If you have any questions about this or any other legal subject, please feel free to give us a call at 757-234-4650 or visit our website at http://www.BeaversLaw.com.

Do I need to go to court?

Monday, September 5th, 2011

I was in court last week and noticed that there were a lot of people who didn’t show up for their scheduled court dates.  The judge was NOT happy and issued a lot of ‘failure to appear’ charges.

In fact, in one case I remember, the judge dismissed the underlying reason for the person to come to court that day….but issued a summons for the person and that person now has a ‘failure to appear’ charge pending.  I know this judge usually gives people a couple of days in jail for the failure to appear, so this one particular person went from having his charge dismissed to facing possible jail time.  All because he didn’t show up.

Why do people not show up in court as scheduled?

I imagine that a lot of them just forget.  Forgetting is NOT a good excuse.  Think of it this way, would you want the jail to ‘just forget’ to let you out?  Get a calendar and mark that date.  Put a reminder on your cell phone.  Put a note on your refrigerator.  Whatever it takes to get you to court on the right day.

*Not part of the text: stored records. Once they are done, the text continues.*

PR #31779, opened 2024-07-19
docs: spelling

jsoref:
Fixes misspellings identified by the [check-spelling action](https://github.com/marketplace/actions/check-spelling).

The misspellings have been reported at https://github.com/jsoref/playwright/actions/runs/10015023629#summary-27685777352

The action will report that the changes in this PR would make it happy: https://github.com/jsoref/playwright/actions/runs/10015023971#summary-27685778305

---

I understand that the commit messages will need to be reworded to match house style. For the time being, these are merely noting the changes they contain so that when I rebase or need to drop things, I can. -- I've already rebased once as someone fixed one of the items that my draft work was going to fix.

---

## Testing
* The tests _mostly_ passed when I managed to trigger them, but there were a handful of things that I didn't quite understand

And make sure you know what courtroom you are assigned.  I’ve often seen situations where people will sit in court all morning just to find out they were in the wrong court!  If you don’t know for sure where you are supposed to be, ask the guard when you first come in the building.  Show the guard your summons and ask for directions to the right courtroom.   This can be especially frustrating when there are different buildings.  You can also check online to make sure you know where the court is located.  Or call the clerk’s office to confirm your date (and time) and ask the clerk for directions to make sure that you are going to the right place.

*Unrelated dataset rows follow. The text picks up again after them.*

PR #31687, opened 2024-07-15
fix: add 'window-management' to chromium browser

imtheish97:
this fixes #27198 with testing and added documentation

adds the 'windowManagement' permission to the list of permissions that can be granted on Chromium.

https://chromedevtools.github.io/devtools-protocol/tot/Browser/#type-PermissionType

Issue #27198, opened 2023-09-20
[feature] add new chromium permission "WindowManagement"


RajeshKumarMahto:
Hi Team,

In my organization, we use multimonitors for our application by giving "window management" permission manually. I want to automate the things by giving same permissions via playwright but as of now playwright does not have that option listed in "GrantPermission" method.
Its kind of blocker for us. Pls incorporate that permission.

aslushnikov:
@RajeshKumarMahto I've never heard of "window management" permission - is this some kind of chrome or web permission?

RajeshKumarMahto:
It's chrome permission just like other permissions.

RajeshKumarMahto:
![window management](https://github.com/microsoft/playwright/assets/46883900/d60b40b0-4c8f-4b55-936c-0ebf10b6800e)

RajeshKumarMahto:
@aslushnikov Hi, any update on above requested feature.

alvingeoatgit:
I'm also having the same issue with "window management". It is a showstopper for me as well.

tmallafre:
Try using this apparently unrelated permissions. It worked for me:

```
        const context = this.page.context(this.browserContextOptions);
        await context.grantPermissions(['clipboard-read', 'clipboard-write', 'geolocation']);
```

RajeshKumarMahto:
> Try using this apparently unrelated permissions. It worked for me:
> 
> ```
>         const context = this.page.context(this.browserContextOptions);
>         await context.grantPermissions(['clipboard-read', 'clipboard-write', 'geolocation']);
> ```

These permissions worked. I am more concerned about windows management permission.

RajeshKumarMahto:
Hi @aslushnikov,
any update on the requested feature. Or any workaround you can suggest?

cowboyd:
We need this permission in order to test our application as well. Why not have a safety valve to allow granting _any_ permission. That way, the mechanism does not become stale as browser vendors add new capabilities that require new permissions?

imtheish97:
@yury-s made this change to cover java https://github.com/microsoft/playwright-java/pull/1629, can you please review?

Sathisheu1105:
Hi, I am working on a project where I need to open my application in multiple monitors. We need this fix.

ferenc-a:
Is there at least a workaround, like a Chrome or Playwright CLI flag people could use?

4iAmAve:
I also really need this.

[...]

PR #31801, opened 2024-07-22
Revert "fix: add 'window-management' to chromium browser (#31687)"

yury-s:
This reverts commit 0aa2f06f68959e2515f62ea9bb570cf1815230b2.

Discussed the new permission in the API review and decided not to proceed with the feature as we are not ready to commit to supporting it yet:
* the API is Chromium specific
* the API is still experimental
* there is no clarity to what extend the screen manipulation APIs will work in old headless which is our main test environment

We'll keep an eye on the demand for the feature and may get back to implementing it in the future.

Reference: https://github.com/microsoft/playwright/issues/27198

### DIFF
--- a/docs/src/api/class-browsercontext.md
+++ b/docs/src/api/class-browsercontext.md
@@ -980,7 +980,6 @@ A permission or an array of permissions to grant. Permissions can be one of the 
 * `'notifications'`
 * `'payment-handler'`
 * `'storage-access'`
-* `'window-management'`
 
 ### option: BrowserContext.grantPermissions.origin
 * since: v1.8
--- a/packages/playwright-core/src/server/chromium/crBrowser.ts
+++ b/packages/playwright-core/src/server/chromium/crBrowser.ts
@@ -434,7 +434,6 @@ export class CRBrowserContext extends BrowserContext {
       // chrome-specific permissions we have.
       ['midi-sysex', 'midiSysex'],
       ['storage-access', 'storageAccess'],
-      ['window-management', 'windowManagement']
     ]);
     const filtered = permissions.map(permission => {
       const protocolPermission = webPermissionToProtocol.get(permission);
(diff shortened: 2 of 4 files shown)


mxschmitt (approved):

cowboyd:
I get that it stinks to have to maintain wrappers around these volatile, vendor-specific APIs, but the problem is that if the application you're trying to test and/or automate uses this permission, you're just dead in the water with respect to Playwright.

Is there some escape hatch we don't know about that lets us use playwright without monkey-patching the source code?

RajeshKumarMahto:
This is the main feature we wanted in playwright as all our orgs app runs on multi monitor. We thought this would be available in playwright and as a result we chose playwright as automation testing tool for our organization but seems the multi monitor automation is not possible because of lack of votes.

mxschmitt:
@RajeshKumarMahto @cowboyd could you try the following? it might work:

```ts
  const session = await page.context().newCDPSession(page);
  await session.send('Browser.grantPermissions', {
    permissions: ['windowManagement'],
  });
```

Sathisheu1105:
Hi Yury Semikhatsky,  
 This is a useful feature. I will be happy to know if this feature will put back in place. I am sure other people would be required this feature.

cowboyd:
@mxschmitt Hey, thanks for the reply. We ended up removing window management from our app entirely, so I can't test it anymore. If it becomes a requirement again, I'll give this a try. Thanks!

RajeshKumarMahto:
> @RajeshKumarMahto @cowboyd could you try the following? it might work:
> 
> ```ts
>   const session = await page.context().newCDPSession(page);
>   await session.send('Browser.grantPermissions', {
>     permissions: ['windowManagement'],
>   });
> ```

I have tried the above way but it is throwing me below error
image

Some people say that they got a paper in court, but they never got anything in the mail.  In the past, they always got something in the mail, so they figured they would get a notice in the mail this time too.  Sorry, you get notices in the mail when they can’t give you the notice in person.  If they give you a piece of paper in court with the next court date, you NEED to be there!

I had one person tell me that the original date was ‘just for child visitation’ and they decided they didn’t want to fight the visitation request, so they didn’t show up.  Not a good idea!  If you don’t want to fight the visitation request, you need to show up in court and tell that to the judge.  Otherwise, the judge will probably issue a ‘failure to appear’ summons and you will show up in court at a later time, with a much bigger problem!

Some people say that something else came up and they couldn’t make it to court.  If something really does come up, you can contact the court before your scheduled time to appear and the judge MIGHT give you a break and schedule another day.  Being in the hospital for surgery is the type of thing that the judge might accept.  Wanting to go shopping instead, or oversleeping because you were up late the night before is something that the judge will probably NOT accept.

For traffic tickets, the officer will write on the ticket whether or not you need to appear.  Most of the time, you can use the online system to pay for simple speeding tickets (although you should be aware that pre-paying the ticket is the same as pleading ‘guilty’ and you will receive the ‘points’ against your license).  If you have been charged with reckless driving, you must appear.

Sometimes an attorney can appear in court on your behalf and you don’t need to be there yourself.  Be sure to check with your attorney to make sure whether or not you need to appear yourself.  I generally suggest that my clients also appear in court even if they don’t really need to be there.  After all, it’s your life, your money, or your freedom that is at stake and you really should be involved in anything that might happen.  The attorney can tell you what the ‘regular’ judge will probably do, but that judge may be sick this one day and there is a substitute.  It’s just better to be there yourself.

The bottom line is that if you have been told to be in court on a certain day at a certain time, you need to make arrangements to be there!